▶ [What is required]: Copy every line below that has the word "Copyright" in it.

━━━━━━━━━━━━━━━━━━━━

PR #1, opened 2017-07-22
Make it cool again ;)

ignatenkobrain:


ignatenkobrain:
```python
from gi.repository import Modulemd
mmd = Modulemd.ModuleMetadata()
print(mmd.props.buildrequires)
mmd.props.buildrequires = {'foo': 'bar'}
print(mmd.props.buildrequires)
```

works now quite well. Although `mmd.props.buildrequires['foo'] = 'bar'` doesn't have any effect (will debug tomorrow)...

@sgallagher @contyk I think we really need to stop using this `ModuleMetadata` thing.... `Module` should be enough. We can create compatibility wrapper for this if really want to. typing all this stuff made me cry this night.

modulemd/modulemd-modulemetadata.c
```diff
@@ -1,6 +1,7 @@
 /* modulemd-metadata.c
  *
  * Copyright (C) 2017 Stephen Gallagher
+ * Copyright (C) 2017 Igor Gnatenko <ignatenkobrain@fedoraproject.org>
  *
```
sgallagher: Every change in this patch is unnecessary and makes it difficult to follow the rest of the changes. You removed a large number of commented-out lines that were placeholders for future work that needed to be done, changed variable names for no clear reason and reordered code. Not a single line of this appears to have been done for any valid reason. Or if it was, it is unclear and should have been justified in the commit message. This patch is rejected.

modulemd/modulemd-modulemetadata.c
```diff
@@ -435,11 +409,12 @@ modulemd_modulemetadata_set_buildrequires (ModulemdModuleMetadata *self,
...
+  g_return_if_fail (buildrequires);
 
-  if (buildrequires != self->buildrequires)
+  if (self->buildrequires != buildrequires)
     {
-      g_hash_table_destroy (self->buildrequires);
-      modulemd_copy_htable_strings (buildrequires, &self->buildrequires);
+      g_hash_table_unref (self->buildrequires);
+      self->buildrequires = g_hash_table_ref (buildrequires);
       g_object_notify_by_pspec (G_OBJECT (self),
```
sgallagher: This significantly changes the desired behavior. Please justify it.
The reason for forcing a deep copy here was to ensure that the caller cannot modify the contents of the hash table without triggering a signal (which would happen when saving the property back).

By just bumping the refcount and returning the original value, the contents can be `insert()`ed or `remove()`ed without causing the signal to fire, so consumers could get out of sync.

Furthermore, the commit message is completely useless. The phrase "totally busted" does not explain in what way it didn't work properly or why these changes would improve the situation.

Patch is rejected.

modulemd/modulemd-modulemetadata.c
```diff
@@ -121,6 +121,7 @@ modulemd_modulemetadata_set_name (ModulemdModuleMetadata *self,
                                   const gchar            *name)
 {
   g_return_if_fail (MODULEMD_IS_MODULEMETADATA (self));
+  g_return_if_fail (name);
```
sgallagher: These were explicitly left out because it's the only way to cause the value to be cleared entirely. That was a desired behavior. I understand the desire to validate input, but this was intentional. I will add this to the gtk-doc so it is clear.

Patch is rejected.

modulemd/meson.build
```diff
@@ -1,42 +1,41 @@
...
-test('test_modulemd_modulemetadata', test_modulemd_modulemetadata)
+#test_modulemd_modulemetadata = executable(
+#  'test_modulemd_modulemetadata',
+#  'test-modulemd-modulemetadata.c',
+#  link_with : modulemd_lib,
+#  dependencies : [
+#    gobject,
+#  ],
+#)
+#test('test_modulemd_modulemetadata', test_modulemd_modulemetadata)
```
sgallagher: Why did you remove my tests?

modulemd/meson.build
```diff
@@ -1,42 +1,41 @@
...
-    version: '0.1.0',
-
+  'modulemd',
+  sources : modulemd_srcs,
+  dependencies : [
+      gobject,
+  ],
+  install : true,
+  soversion: '0',
+  version: '0.0.0',
```
sgallagher: Why did you downgrade the library version?

sgallagher:
I accepted several of the patches into my branch (fixing conflicts). The majority of this patch needs to be reworked.

modulemd/modulemd-modulemetadata.c
```diff
@@ -400,331 +375,303 @@ modulemd_modulemetadata_get_summary (ModulemdModuleMetadata *self)
...
+  properties[PROP_TRACKER] =
+    g_param_spec_string ("tracker",
+                         "Module Bug Tracker",
+                         "A string property representing a link to the "
+                         "upstream bug tracker for this module.",
+                         "",
+                         G_PARAM_READWRITE | G_PARAM_STATIC_STRINGS);
+
+  /**
+   * ModulemdModuleMetadata:buildrequires: (type GLib.HashTable(utf8,utf8)) (transfer container)
```
sgallagher: After considerable inspection, it turns out that this is the only line in this entire patch that has a functional effect. Why was this not part of the patch that "fixed" buildrequires at least? (Since that's where you change the transfer type as well).

modulemd/modulemd-modulemetadata.c
ignatenkobrain: well, then we should create Object on top of GHashTable and make functions which wrap g_hash_table_*() functions and sending signals. Hard destory in finalize() and deepcopy everywhere is **worst thing ever**.

modulemd/modulemd-modulemetadata.c
ignatenkobrain: it's fine, it is in separate patch which you can drop. I was surprised to see default value as `""`, but accepting to set it to `NULL`.

modulemd/modulemd-modulemetadata.c
ignatenkobrain: The code was just unreadable ;)

* there is no point in _free() function, no one ever should use such functions in GObject-based things, this will just lead in memory corruption at some point
* properties were renamed to match function names, because DESC vs set_description() is not really useful, also it wrongly translates to python property
* also I ordered code not alphabetically, but by most common properties (mdversion, name, stream, version, summary, description, ...)
* indentation and code style was inconsistent
* Probably something else I forgot about (IIRC there were trivial typos I fixed)

P.S. this was WIP patch, so commit messages might be not describing everything

modulemd/meson.build
ignatenkobrain: since this PR is WIP, it just didn't compile ;) e.g. because I removed _free() function which no one should ever use ;)

modulemd/meson.build
ignatenkobrain: I planned to make separate commit, but looks like I sneaked it to big one =(

well, it's just cosmetic thing. Feel free to ignore it.

modulemd/modulemd-modulemetadata.c
ignatenkobrain: ah right, I also fixed memory leaks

━━━━━━━━━━━━━━━━━━━━

▶ [Response to the exercise]:
  * Copyright (C) 2017 Stephen Gallagher
+ * Copyright (C) 2017 Igor Gnatenko <ignatenkobrain@fedoraproject.org>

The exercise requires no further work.